PR #7500, opened 2026-04-17
[PM-33417] WebAuthn cache

ike-kottlowski:
## 🎟️ Tracking

[PM-33417](https://bitwarden.atlassian.net/browse/PM-33417)

## 📔 Objective

[PM-33417]: https://bitwarden.atlassian.net/browse/PM-33417?atlOrigin=eyJpIjoiNWRkNTljNzYxNjVmNDY3MDlhMDU5Y2ZhYzA5YTRkZjUiLCJwIjoiZ2l0aHViLWNvbS1KU1cifQ


enmande (dismissed):

src/Identity/IdentityServer/RequestValidators/WebAuthnGrantValidator.cs
```diff
@@ -1,7 +1,4 @@
-﻿// FIXME: Update this file to be null safe and then delete the line below
-#nullable disable
```
enmande, line 2: 🙏 Thank you for getting the `nullable disable`.

src/Core/Auth/UserFeatures/WebAuthnLogin/Implementations/WebAuthnChallengeCacheProvider.cs
```diff
@@ -0,0 +1,33 @@
...
+
+namespace Bit.Core.Auth.UserFeatures.WebAuthnLogin.Implementations;
+
+internal class WebAuthnChallengeCacheProvider(
+    [FromKeyedServices("persistent")] IDistributedCache distributedCache) : IWebAuthnChallengeCacheProvider
+{
+    private const string _cacheKeyPrefix = "WebAuthnAssertion_";
+    private static readonly DistributedCacheEntryOptions _cacheOptions = new()
+    {
+        AbsoluteExpirationRelativeToNow = TimeSpan.FromMinutes(17)
```
enmande: ❓ Is this from the lifetime for [WebAuthnLoginAssertionOptionsTokenable](https://github.com/bitwarden/server/blob/a18b60014765ef717621c628c4868c900604872c/src/Core/Auth/Models/Business/Tokenables/WebAuthnLoginAssertionOptionsTokenable.cs#L17)? If so, does it make sense to get that value from the tokenable (e.g., `static` field?).
Recognizing the case for that value changing may be low, perhaps a note of documentation if that's too entangled, so we show why we're choosing this value, and/or something to keep us from drifting if one were to change?

enmande (commented):
Just one question, below. Thank you!

src/Core/Auth/UserFeatures/WebAuthnLogin/Implementations/WebAuthnChallengeCacheProvider.cs
ike-kottlowski: Addressed in [this commit](https://github.com/bitwarden/server/pull/7500/commits/1ee3f6056ea492200afab58e2162bc7253147ae2)

enmande (approved):
✨ thank you!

**Exercise:**
Using the records above, copy every line that has the word "atlassian" in it.

**Task response:**
[PM-33417](https://bitwarden.atlassian.net/browse/PM-33417)
[PM-33417]: https://bitwarden.atlassian.net/browse/PM-33417?atlOrigin=eyJpIjoiNWRkNTljNzYxNjVmNDY3MDlhMDU5Y2ZhYzA5YTRkZjUiLCJwIjoiZ2l0aHViLWNvbS1KU1cifQ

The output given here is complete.